* [Collected data entries]:
----

PR #89, opened 2015-03-29
Fix size of texts in Button, Text, and Dropdown widgets.

adl:
I'm using RISE for interactive presentation, but the presentation is not about Python and I don't want to show any Python code.  Instead I use widgets for interactive input/output, and hide all the python code.

Unfortunately it seems the size of the text appearing in the widgets is hard-coded in the notebook style, and it is too small for a presentation.  There is also an issue with drop-down menus, because Reveal.js setups some left indentation for all `<ul>` elements.

Here are two screenshots taken in presentation mode, before and after the patch.

Before:
before

After:
after

### DIFF
--- a/livereveal/main.css
+++ b/livereveal/main.css
@@ -82,6 +82,14 @@ background-color: #ffffff;
 .ctb_global_show div.ctb_hideshow.ctb_show {
   display: none;
 }
+div.widget-area .form-control,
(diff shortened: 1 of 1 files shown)


damianavila:
Sound reasonable too... and LGTM, so let this get merge now... Thanks again for your contribution.

PR #92, opened 2015-03-31
hide the cell toolbox frame

adl:
Looking into why I have some frame displayed around my Markdown cells in presentation mode (see picture below), I realize that 67c92cc did not completely solve #39.

frames

In a notebook, markdown cells are not framed unless the cell toolbox is active.  So if we hide the cell toolbox, we should also hide the frame.

### DIFF
--- a/livereveal/main.css
+++ b/livereveal/main.css
@@ -82,6 +82,9 @@ background-color: #ffffff;
 .ctb_global_show div.ctb_hideshow.ctb_show {
   display: none;
 }
+.ctb_global_show .ctb_show ~ div.text_cell_render {
+  border-style: none;
+}
 div.widget-area .form-control,
 div.widget-area .dropdown-menu,
 div.widget-area .btn {


damianavila:
I don't see the difference... can you post another image with the difference?

Also, because you are there, I see a border in the cells if the celltoolbar is "hided" by RISE... maybe you can hide it here too...

border

adl:
Removing the border you see around the markdown cells is precisely what this patch is about.  Here is my example notebook after I apply the patch:

no-frame

I usually use Firefox. But since you didn't see any difference I've tested Chrome as well and it worked for me too.

damianavila:
> Removing the border you see around the markdown cells is precisely what this patch is about. Here is my example notebook after I apply the patch:

Jeje... we were talking about the same thing... going to test it today... if everything goes well, I will merge it.

damianavila:
Thanks @adl

Issue #86, opened 2015-03-24
Option to hide RISE buttons in presentation mode


juliohm:
How can I hide those `(X)` and `(?)` buttons in presentation mode?

nehalecky:
Along with @juliohm, I also am dying to know. Thanks!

----

Identify the lines of the entries containing the string "Removing". Copy each such line.

* [Task output]:
Removing the border you see around the markdown cells is precisely what this patch is about.  Here is my example notebook after I apply the patch:
> Removing the border you see around the markdown cells is precisely what this patch is about. Here is my example notebook after I apply the patch:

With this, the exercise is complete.